PatternUsed byBenefit
Per-user database isolationEmily, Worksona toolingDrop-a-DB right-to-be-forgotten, clean sharding
MCP as integration surfaceEmily, scsiwygComposable tools across agents
Deterministic execution + LLM-as-toolEmily (Helios), repo-publisherReliable autonomy
Structured logging + cognitive tracingEmilyPortfolio-wide observability template

When a new portfolio project adopts these patterns, it immediately inherits the integration story. "How do I connect to Emily?" becomes "same way everything else does."

The strategic frame

There's an implicit bet here: that concentrating cognition in Emily and having adjacent projects compose against them is cheaper than each project building their own.

The bet is right for two reasons:

1. Cognition is expensive to build well.

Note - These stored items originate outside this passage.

PR #322, opened 2025-03-28
ensure consistent order of probability bands

jdegerickx:
crop type inference was broken due to random ordering of probability bands.
This should fix this issue...

### DIFF
--- a/src/worldcereal/openeo/inference.py
+++ b/src/worldcereal/openeo/inference.py
@@ -29,7 +29,11 @@ class CropClassifier(ModelInference):
         return []  # Disable the dependencies from PIP install
 
     def output_labels(self) -> list:
-        class_names = self._parameters["lookup_table"].keys()
+        lut = self._parameters.get("lookup_table", None)
+        if lut is None:
+            raise ValueError("Lookup table is not defined.")
+        lut_sorted = {k: v for k, v in sorted(lut.items(), key=lambda item: item[1])}
+        class_names = lut_sorted.keys()
 
         return ["classification", "probability"] + [
             f"probability_{name}" for name in class_names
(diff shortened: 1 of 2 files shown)


src/worldcereal/openeo/inference.py
```diff
@@ -29,7 +29,11 @@ def dependencies(self) -> list:
         return []  # Disable the dependencies from PIP install
 
     def output_labels(self) -> list:
-        class_names = self._parameters["lookup_table"].keys()
+        lut = self._parameters.get("lookup_table", None)
+        if lut is None:
```
kvantricht, line 33: isn't this redundant? If you don't default to None, it will anyway raise an Exception if this key is not present. Besides, earlier on i think we already do a check on this.

src/worldcereal/openeo/inference.py
```diff
@@ -29,7 +29,11 @@ def dependencies(self) -> list:
         return []  # Disable the dependencies from PIP install
 
     def output_labels(self) -> list:
-        class_names = self._parameters["lookup_table"].keys()
+        lut = self._parameters.get("lookup_table", None)
```
kvantricht, line 32: maybe a small docstring to explain why we need the hassle of ordering?

kvantricht (changes requested):
some small comments

kvantricht:
Note that we'll need to trigger a build on Terrascope once this fix is on main.

src/worldcereal/openeo/inference.py
jdegerickx: docstrings added, both here and in predict function

kvantricht (approved):

PR #323, opened 2025-03-31
rdm auth now through CDSE

jdegerickx:
minor update to ensure rdm interaction for private datasets works again now we switched from terrascope to cdse login...


kvantricht (approved):
Don't forget to notify Mr. Geoglam ;-)

PR #346, opened 2025-05-09
327 lut crop type

VincentVerelst:
- Added a `create_inference_process_graph` function inside `generate_map` to make it much easier to generate a new UDP
- Updated `_postprocess` to no longer require `lookup_table` kwars, but instead `classifier_url` -> need to check for backwards compatibility. Since it's a private function, I assume this to be fine
- Updated the `worldcereal_crop_type` UDP itself. It should now be able to handle all kinds of `model_url`, and the UDF inside the UDP will automatically derive the LUT from the URL
- Modified `CropClassifier` class to automatically extract LUT from classifier URL


src/worldcereal/job.py
```diff
@@ -179,7 +171,14 @@ def generate_map(
             )
 
         # To use it as a mask, we need to filter out the classification band
-        cropland_mask = cropland_mask.filter_bands("classification")
+        # Use the generic 'process' to avoid client-side errors on missing metadata
+        cropland_mask = cropland_mask.process(
```
kvantricht, line 175: Why does this give problems now? It used to work before?

src/worldcereal/openeo/inference.py
```diff
@@ -36,7 +76,7 @@ def output_labels(self) -> list:
         not guarantee the order of a json object being preserved when decoding
         a process graph in the backend.
         """
-        lut = self._parameters["lookup_table"]
+        _, lut = self.load_and_prepare_model(self._parameters["classifier_url"])
```
kvantricht, line 79: How "heavy" is the call to this load and prepare? Would it make sense to try to do it once and keep both LUT and model in memory instead of disregarding the model here? OR is the lur_cache key here to avoid the overhead?

src/worldcereal/openeo/inference.py
```diff
@@ -55,17 +95,13 @@ def predict(self, features: np.ndarray) -> np.ndarray:
         import numpy as np
 
         # Classes names to codes
-        lookup_table = self._parameters.get("lookup_table", None)
+        _, lut_sorted = self.load_and_prepare_model(self._parameters["classifier_url"])
```
kvantricht, line 98: Same comment, second call just for getting the LUT but with quite some overhead?

src/worldcereal/openeo/postprocess.py
```diff
@@ -18,15 +22,51 @@ class PostProcessor(ModelInference):
...
+                f"probability_{name}" for name in lut.keys()
             ]
         return ["classification", "probability"]
 
     def dependencies(self) -> list:
         return []
 
+    @classmethod
+    @functools.lru_cache(maxsize=6)
+    def lut_from_url(cls, model_url: str) -> dict:
```
kvantricht, line 36: isn't this code duplication from `load_and_prepare_model` ? Is this openEO limitation that we cannot just centralize this once?

kvantricht (commented):
In general looking good, especially now it's verified to work. I just have some questions on the multiple calls to the model/lut loading (though caching may mean this comment is not a concern), and the duplication of the method that actually does model/lut loading.

src/worldcereal/openeo/inference.py
VincentVerelst: Tested and found no perfomance improvement in the UDP. Both benchmarks took the same amount of time and burned the same amount of credits

src/worldcereal/openeo/postprocess.py
VincentVerelst: Ah, but the method needs to be a classmethod in order for `lru_cache` to work properly

src/worldcereal/job.py
VincentVerelst: We can only re-define the metadata manually if we know up front what the metadata (in this case output_labels) will be. Currently we don't know this upfront, as `output_labels` is part of the UDF which is only executed backend-side. 
- For notebooks you could indeed make a client-side script to also determine the output_labels on the client-side
- For UDP's this is unfortunately not possible

kvantricht (approved):
As discussed, confirmed that this all works now we can merge to main (thanks for the big effort!) and think about possible further optimizations later on.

The memory tiers, the framework calibration, the autonomous correction loop — these took years to settle. Every project that reinvents them pays the cost and probably gets a worse version.

2. The value compounds. Emily improves, the whole portfolio improves. A new framework version lifts every project that uses them. A new MCP tool becomes available to every integration.

Contrast the alternative: each project runs its own cognition stack, improvements are per-project, and upgrades are N separate migrations instead of one.

What doesn't compose (and why that's fine)

Not everything should compose. Some things are project-specific:

  • scsiwyg's newsletter system is scsiwyg's concern, not Emily's
  • Emily's memory topology is Emily's concern, not shared

The discipline is: compose the cognitive substrate, keep the domain-specific parts local. This is how the portfolio stays coherent without Emily becoming a monolith.

What this looks like for a third-party project

For a project outside the portfolio that wants to integrate:

  1. Add MCP client support. Your agent calls ask_emily and helios_* tools.
  2. Authenticate via OAuth. Emily's MCP OAuth provider issues scoped tokens.
  3. Scope your access. You only get the tools and data your integration needs.

You don't have to run Emily. You don't have to understand their internals. You just have to speak MCP. That's what makes them a platform in the actual sense — composition is cheap.

The portfolio narrative

The Worksona portfolio is a collection of projects that each do one thing well and share a substrate. Emily is the cognition substrate. scsiwyg is the publishing substrate. They compose rather than collide.

If you're building anything cognitively heavy, Emily is probably the right platform to compose against. If you're building something for public narrative, scsiwyg.

Pick the right substrate. Keep the domain-specific parts local. That's how a portfolio of small coherent projects becomes more than the sum of its parts.


Part of the Emily OS business documentation suite.